Ask your doctor about a ketogenic diet. A diet virtually devoid of starches and sugars and high in fat has been used as a treatment for children whose epilepsy cannot be controlled with drugs or who have to take such high doses of drugs that side effects become intolerable.
"The diet makes the body burn fat, not sugar, for energy and produces waste products called ketones that are thought to help suppress seizures," explains John M. Freeman, M.D., professor of pediatric neurology at Johns Hopkins Medical Institutions in Baltimore. Studies suggest that about 30 percent of children who try the diet have their seizures completely controlled; another 40 percent have enough benefit to warrant staying on the diet. Some are able to reduce medication, some have fewer seizures, and some function better.

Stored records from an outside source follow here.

Issue #127, opened 2016-09-15
Visual Glitch when Rows array is static.


RicardoVaranda:
Steps to reproduce:

Set rows as:

```

<datatable
  class='material'
  [rows]='rows'
  [options]='options'
  (onRowClick)="userClicked($event)">
  <datatable-column name="Name" [width]="300"></datatable-column>
  <datatable-column name="Gender"></datatable-column>
  <datatable-column name="Age"></datatable-column>
  <datatable-column name="City" [width]="300" prop="address.city"></datatable-column>
  <datatable-column name="State" [width]="300" prop="address.state"></datatable-column>
</datatable>


    {
      "id": 0,
      "name": "Ramsey Cummings",
      "gender": "male",
      "age": 52,
      "address": {
        "state": "South Carolina",
        "city": "Glendale"
      }
    },
    {
      "id": 1,
      "name": "Stefanie Huff",
      "gender": "female",
      "age": 70,
      "address": {
        "state": "Arizona",
        "city": "Beaverdale"
      }
    },
    {
      "id": 2,
      "name": "Mabel David",
      "gender": "female",
      "age": 52,
      "address": {
        "state": "New Mexico",
        "city": "Grazierville"
      }
    }

  options = new TableOptions({
    columnMode: ColumnMode.force,
    headerHeight: 50,
    footerHeight: 0,
    rowHeight: 50,
    scrollbarV: true,
    scrollbarH: true
  });
```

Result:

![image](https://cloud.githubusercontent.com/assets/6951312/18554068/f13bca40-7b5a-11e6-97eb-cbdcbbd58bbe.png)

After the scroll bar is pressed it does update to the intended tho:

![image](https://cloud.githubusercontent.com/assets/6951312/18554094/095e02dc-7b5b-11e6-9a80-a2d3d94dc7d4.png)

I have used Augury and seen that the the array does not initially have the $$index set to anything only after I click the scroll bar does it update the rows and appends to each object.

Disabling scrollbarV fixes this issue so I think the problem is with the functionality that variable has.

amcdnl:
Please create a demo? :)

RicardoVaranda:
Can you provide me with a jfiddle template for the project?

MonicaOlejniczak:
I've just stumbled upon this same issue. Here is a simple example demonstrating the issue based on the Horizontal/Vertical Scrolling example found in the documentation.

[...]

Issue #86, opened 2016-08-29
Bunching of Rows on Initial VScroll load


Tempus35:
On Initial load of Virtual Scrolling the rows all bunch up as one row and only move out after scrolling some.

![bunchedrows](https://cloud.githubusercontent.com/assets/1966467/18070645/1bc2a41e-6e04-11e6-8d11-053e095f9290.png)

amcdnl:
Can you make a repo case?

Tempus35:
Looking to make a plunker test or something, you think this has to do with the fact that each cell references a template in which the template loads a component, all of this thus would take a bit to load before showing in the table. IE the tables calculations for size might not detect right.

jimitndiaye:
I'm seeing the same problem with a minimal number of rows (about 5).

amcdnl:
Can you guys make a demo? Happy to look.

RicardoVaranda:
#121 seems like the same issue

dixso:
Hi,
You should initialize the data after the view init.

Example:
`
ngAfterViewInit() {
this.rows = [{foo: 'bar'}];
}
`

Regards!

amiller29au:
@dixso - Initializing in ngAfterViewInit did not work.

Duplicate issue here: [https://github.com/swimlane/angular2-data-table/issues/127](url)

dixso:
Hi @amiller29au 
If you use in the @component the property template, I think you should add _AfterContentChecked_ lifecycle.
I think the problem is the load time...

Example:
https://plnkr.co/edit/emZt6RUpsej2RLgfBuQd?p=preview

amcdnl:
@amiller29au fixed this :)!

omouse:
I'm having a similar issue to this right now, the body of the datatable is set to a height of 19px but the row height is set to 50.

the `ng-reflect-body-height` is set to "19", not sure why this is getting calculated incorrectly.

my code looks like this:

```
<ngx-datatable
   class="material"
   [rows]="rows"
   [columns]="columns"
   [loadingIndicator]="loading"
   [scrollbarV]="true"
   [rowHeight]="50"
   [headerHeight]="50"
   [footerHeight]="50"
   ></ngx-datatable>
```

and this is the problem:

![too-small-table](https://cloud.githubusercontent.com/assets/2110497/22411665/45a2a5fc-e674-11e6-8a93-83f7678d9bf8.png)

PR #156, opened 2016-09-28
Fix bunching of rows on Initial Load when using VScroll

amiller29au:
This solves the issues mentioned in #86 and #127 thanks to @marjan-georgiev for the initial investigation work to help figure this one out.


amcdnl:
Thanks!!

PR #157, opened 2016-09-28
Fix issue with StateService not being included in constructor

amiller29au:
State service is missing in constructor


amcdnl:
Fixed already :)

PR #167, opened 2016-10-01
Ensure minWidth and maxWidth values are specified saved as numbers

amiller29au:
- [x] Bugfix
- [ ] Feature
- [ ] Build related changes
- [ ] CI related changes

Column minWidth and maxWidth specified in html are stored as strings, so when the calculation of the total widths are done it is string concatenation not summing values. 

**What is the new behavior?**

Convert minWidth and maxWidth to number when the values are set so that total width calculation works correctly.

- [ ] Yes
- [x] No

**Other information**:


istiti:
+1

PR #177, opened 2016-10-03
Fix undefined property name error in DataTableHeader

jtomaszewski:
Current master has a serious bug. https://www.dropbox.com/s/ket7376jr2ff8os/Screenshot%202016-10-03%2023.23.36.png?dl=0


amcdnl:
Fixed in 0.9.2 :)

PR #155, opened 2016-10-03
Column resize sometimes gives weird behaviour on mouse resize/click

jtomaszewski:
If you resize column with a mouse click & drag a couple of times, sometimes it jumps to a weird position or doesn't "unclick" at all. More details: https://drive.google.com/file/d/0B5-IASgGnqwdN214NmVrWFkzb3M/view (problems visible from ~0:20). 

After a couple of resizing clicks, the sort button stops working as well - you have to click on it multiple times, sometimes the click resizes the column instead of changing sort direction - etc.

Any ideas what exactly can be wrong? ;s


jtomaszewski:
Fixed in the commits above. Ready to merge.

jtomaszewski:
O, sorry, not yet, its not fixed. The problem appeared when `event.movementX` was equal to 0 and so then variable jumped to `(event.screenX - this.prevScreenX)`. I'll make push force better commit in a sec.

jtomaszewski:
Now it's fixed.

jtomaszewski:
Sorry for spamming. Previous way just wasn't good and was buggy. Now I simplified it and it works 100%.

amcdnl:
You're awesome! :)

PR #185, opened 2016-10-05
Add visible property to column to make it simpler to show/hide

amiller29au:
- [ ] Bugfix
- [x] Feature
- [ ] Build related changes
- [ ] CI related changes

Difficult to change column visibility, need to add/remove from table options

**What is the new behavior?**

Set visible property on table column

- [ ] Yes
- [x] No

**Other information**:


amcdnl:
Hmmm ... I see the use case but on the fence about it.

amcdnl:
Since this can be accomplished via the current API, I'd rather not add more options to confuse people.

Most children who benefit stay on this very restrictive diet for two years, then gradually begin to eat more starches and sugars. Often the children eventually stop the diet and find their seizures do not recur.
Vitamin and mineral supplements are necessary during this diet, since it is low in fat-soluble vitamins and calcium. Critics say the diet is too high in fat and is unhealthy for growing children. But, says Dr. Freeman, "we've seen no evidence of heart disease or growth problems."
Use common sense, experts suggest. "If you're getting more than a serving or two of aspartame a day, try eliminating it completely from your diet for at least one week and see if it helps," suggests James Neubrander, M.D., a doctor in private practice in Hopewell, New Jersey, with a special interest in epilepsy and nutrition.